In their highly acclaimed book The Self-Driven Child, authors Stixrud and Johnson make the connection between the growing rates of anxiety and depression in children, and the lack of agency in children’s lives. They explain that feeling out of control causes debilitating stress and destroys motivation, whereas experiencing agency is motivating and promotes wellbeing. They write that, instead of trusting children with choices — small at first, but bigger as adolescence progresses — many adults insist on micromanaging everything from homework to friendships, and this is contributing to the mental health epidemic. Stixrud and Johnson encourage adults to stop acting like a child’s boss or manager, and start behaving like a sage consultant.

One of the ways we inadvertently snaffle children’s agency is by intervening and solving problems. We observe a child experiencing difficulty with a task and, because we love them and want them to experience success, we come to the rescue. Or a child asks for help when a solution is just beyond their reach and, because we love them and want them to experience success, we move the solution closer rather than encouraging or ‘giving permission’ for the child to persevere.

Every time we intervene, we disempower children and bring them a step closer to underestimating their abilities. Positive psychology expert, Daisy Turnbull Brown, believes that the rising cases of children ‘not knowing how to tie shoelaces or pack their schoolbag or open a yoghurt tube’ are because modern society doesn’t promote agency amongst children. We tend to intervene when we should be giving children the opportunity to fail multiple times as a stepping stone to successfully conquering a skill. (I align this with toddlers attempting to walk. They try and fall and try and fall … yet they have an in-built determination to eventually succeed. This is a level of resilience we want to nurture in children for a lifetime.)

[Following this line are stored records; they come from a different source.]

Issue #191, opened 2023-07-24
Separate public sequencer API from sequencer binary crate


SuperFluffy:
https://github.com/astriaorg/astria/pull/129 introduced the `sequencer-client` crate and made `sequencer` a dependency of it. This caused all crates that use the client to transitively pull in all of sequencer and its dependencies blowing up their compile times (especially due to rocksdb).

The types that are part of sequencer's public API should be split out into their own crate (for example `sequencer-rpc`), and made a dependency of sequencer, sequencer-client, etc.

Sequencer can subsequently be closed down again (making its now public types crate-private again).

noot:
closed by #311

PR #172, opened 2023-07-17
container: speedup docker builds by only building binary dependencies

SuperFluffy:
This commit adds the `--bin` arguments to the `cargo chef prepare` and `cargo chef cook` steps in order to speed up compilation by only compiling workspace members that are needed for building the target binary.

Note that at the time of this commit only speedups for `astria-sequencer` are noticable, because `astria-conductor` and `astria-sequencer-relayer` transitively pull in most of the other workspace members. This is tracked in issue #191.

Because cargo-chef version 0.1.61 contains a bug when preparing the initial recipe, this commit uses the argument `--bin crates/$TARGETBINARY` in the prep phase, but `--bin $TARGETBINARY` in the cook phase.

PR #198, opened 2023-07-27
ci: use BuildJet for faster GH Actions

joroshiba:
Introduces BuildJet to our GH actions, utilize 8vCPU for docker builds & 4vCPU for tests. This reduces time for all actions to under 5 minutes.

### DIFF
--- a/.github/workflows/rust.yml
+++ b/.github/workflows/rust.yml
@@ -56,7 +56,7 @@ jobs:
     steps:
       - uses: actions/checkout@v3
       - uses: dtolnay/rust-toolchain@1.69.0
-      - uses: Swatinem/rust-cache@v2
+      - uses: astriaorg/buildjet-rust-cache@v2.5.1
       - name: Run doctests
         run: cargo test --doc --all-features
 
--- a/.github/workflows/rust.yml
+++ b/.github/workflows/rust.yml
@@ -11,11 +11,11 @@ on:
 
 jobs:
   test:
-    runs-on: ubuntu-22.04
+    runs-on: buildjet-4vcpu-ubuntu-2204
     steps:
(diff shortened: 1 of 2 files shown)


jbowen93 (approved):

joroshiba:
Note: I've opened an PR to upstream the rust caching changes I've made. Was encountering performance issues with gh cache when in self-hosted runner, so created update to allow use of buildjet cache under the hood.

Upstream PR: https://github.com/Swatinem/rust-cache/pull/154

SuperFluffy:
I would like to hold off on merging this PR until we see the impact of #172, #200, and (ideally, but not necessarily) #191.

joroshiba:
> I would like to hold off on merging this PR until we see the impact of #172, #200, and (ideally, but not necessarily) #191.

It looks like as expected, caching reduces the performance improvement from bigger CPU, however we are still cutting build times in half.

.github/workflows/rust.yml
```diff
@@ -11,11 +11,11 @@ on:
 
 jobs:
   test:
-    runs-on: ubuntu-22.04
+    runs-on: buildjet-4vcpu-ubuntu-2204
     steps:
       - uses: actions/checkout@v3
       - uses: dtolnay/rust-toolchain@1.69.0
-      - uses: Swatinem/rust-cache@v2
+      - uses: joroshiba/rust-cache@v2.5.1
```
SuperFluffy, line 18: Not a blocker: this should ideally be under the astria org

SuperFluffy (approved):
Good quality of life improvement. You are right, makes no sense to delay

.github/workflows/rust.yml
joroshiba: done

PR #200, opened 2023-07-27
ci: cache container image layers in ghcr

joroshiba:
Using the GHCR registry cache speeds up docker builds, cutting by about 1/3 with the default github runners.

Children are good problem solvers if we let them be. If we refrain from intervening – from jumping in and taking over – children tend to inspire us with how creatively and successfully they solve their own problems, reach their own conclusions, or come up with a resourceful Plan B. And in the process of problem solving, children grow in independence and tenacity, and their curiosity – which is key to a lifetime of learning – is nurtured.

As adults, we can feel frustrated or deflated when someone steps in to take over a situation we have under control, or when someone unwelcomingly announces a solution to a problem we are enjoying solving. We savour that aha moment and the feeling of satisfaction that comes from accomplishing something that was mentally taxing and required grit and perseverance. Children do, too. And so we need to find comfort in gifting our children opportunity to flounder, to problem solve and to engage in the power of curiosity.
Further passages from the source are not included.